Write back each entry precisely as it is given.

Saved data entries:
------------------------
PR #213, opened 2017-09-26
Adding help to header

nicprice:
- Put html code in the header partial
- Put new help.js in with the scripts
**- Only hiding help info and showing button if javascript is running**
- Would be better to remove initial transition when hiding help info on page load
- Still need to improve treatment for small screen esp. when signed in


nicprice:
Thanks @andrewmil - good spot! I've fixed this now and pushed up

nicprice:
Is it caching? The "Sign out" link shouldn't be there unless you're signed in.

nicprice:
@andrewmil @saedwards - something's not right with the transition, so closing PR and will need further investigation

nicprice:
Have left branch with latest changes for someone to pick up, or I can pick up next Tuesday

PR #218, opened 2017-10-03
[no subject] should show if no subject

tej99:
Currently no link is shown for a message in the message list view if there is no subject.
Messages/Drafts with no subject should show up as '[no subject]' in message list view.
------------------------
Exercise answer:
PR #213, opened 2017-09-26
Adding help to header

nicprice:
- Put html code in the header partial
- Put new help.js in with the scripts
**- Only hiding help info and showing button if javascript is running**
- Would be better to remove initial transition when hiding help info on page load
- Still need to improve treatment for small screen esp. when signed in


nicprice:
Thanks @andrewmil - good spot! I've fixed this now and pushed up

nicprice:
Is it caching? The "Sign out" link shouldn't be there unless you're signed in.

nicprice:
@andrewmil @saedwards - something's not right with the transition, so closing PR and will need further investigation

nicprice:
Have left branch with latest changes for someone to pick up, or I can pick up next Tuesday

PR #218, opened 2017-10-03
[no subject] should show if no subject

tej99:
Currently no link is shown for a message in the message list view if there is no subject.
Messages/Drafts with no subject should show up as '[no subject]' in message list view.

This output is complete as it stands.